#### THE DATA

PR #1061, opened 2026-06-19
fix: store agreement proposals without the signer signature

MoonBoi9001:
## TL;DR

This makes the indexer service remove the signature before saving an indexing proposal.

## Motivation

When the service receives an indexing-agreement proposal it first verifies the sender's signature, then saves the proposal for the agent to act on. The agent no longer uses that signature to accept on-chain — it accepts against the payer's posted on-chain offer — so it now treats any saved proposal that still carries a signature as a mistake and refuses it. The result is that every proposal the service saves is discarded by the agent and no agreement can be accepted. Clearing the signature before saving, while still verifying it first, lets the two services line up again.

## Summary

- Keeps verifying the sender's signature on every incoming proposal, unchanged.
- Saves the proposal with the signature cleared, which is the form the agent expects.
- Compares a re-sent proposal against that same cleared form so genuine retries still match.
- Updates the affected tests to seed and check the stored form.

Generated with [Claude Code](https://claude.com/claude-code)
https://claude.ai/code/session_01USBDULGGvrHzVTKWgxfYz4

### DIFF
--- a/crates/dips/src/lib.rs
+++ b/crates/dips/src/lib.rs
@@ -276,6 +276,17 @@ impl SignedRecurringCollectionAgreement {
     pub fn encode_vec(&self) -> Vec<u8> {
         self.abi_encode()
     }
+
+    /// ABI-encode the same agreement but with an empty signature. The signature
+    /// only authenticates the sender at proposal time; the indexer-agent rejects
+    /// any stored proposal that still carries one (acceptance is offer-based).
+    pub fn encode_without_signature(&self) -> Vec<u8> {
+        SignedRecurringCollectionAgreement {
+            agreement: self.agreement.clone(),
+            signature: Default::default(),
+        }
+        .abi_encode()
+    }
 }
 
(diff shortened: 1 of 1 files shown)


tmigone:
what about doing the opposite? i.e, having the service store the signature but the agent to ignore it. Is there any downside to that? There isn't an immediate use for the signature, but it is proof that can be potentially valuable.

MoonBoi9001:
Makes sense, will look into it

MoonBoi9001:
Closing as superseded. Store-with-signature — the suggestion in review here — already shipped on `main-dips-rebased` via the #1042–#1052 series (#1045 verifies the signature, and the service stores the raw signed bytes). This PR's only remaining unique change was stripping the signature before storage, i.e. the opposite, so there's nothing left to land.

The other half — having the indexer-agent ignore the stored signature instead of rejecting it as a `non_empty_signature` regression — will land separately in graphprotocol/indexer, stacked on graphprotocol/indexer#1240.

########

=== EXERCISE INSTRUCTIONS ===
Word for word, reproduce the lines of the listing from the first one through the line containing "--- a/crates/dips/src/lib.rs", and no more.

=== TASK ANSWER ===
PR #1061, opened 2026-06-19
fix: store agreement proposals without the signer signature

MoonBoi9001:
## TL;DR

This makes the indexer service remove the signature before saving an indexing proposal.

## Motivation

When the service receives an indexing-agreement proposal it first verifies the sender's signature, then saves the proposal for the agent to act on. The agent no longer uses that signature to accept on-chain — it accepts against the payer's posted on-chain offer — so it now treats any saved proposal that still carries a signature as a mistake and refuses it. The result is that every proposal the service saves is discarded by the agent and no agreement can be accepted. Clearing the signature before saving, while still verifying it first, lets the two services line up again.

## Summary

- Keeps verifying the sender's signature on every incoming proposal, unchanged.
- Saves the proposal with the signature cleared, which is the form the agent expects.
- Compares a re-sent proposal against that same cleared form so genuine retries still match.
- Updates the affected tests to seed and check the stored form.

Generated with [Claude Code](https://claude.com/claude-code)
https://claude.ai/code/session_01USBDULGGvrHzVTKWgxfYz4

### DIFF
--- a/crates/dips/src/lib.rs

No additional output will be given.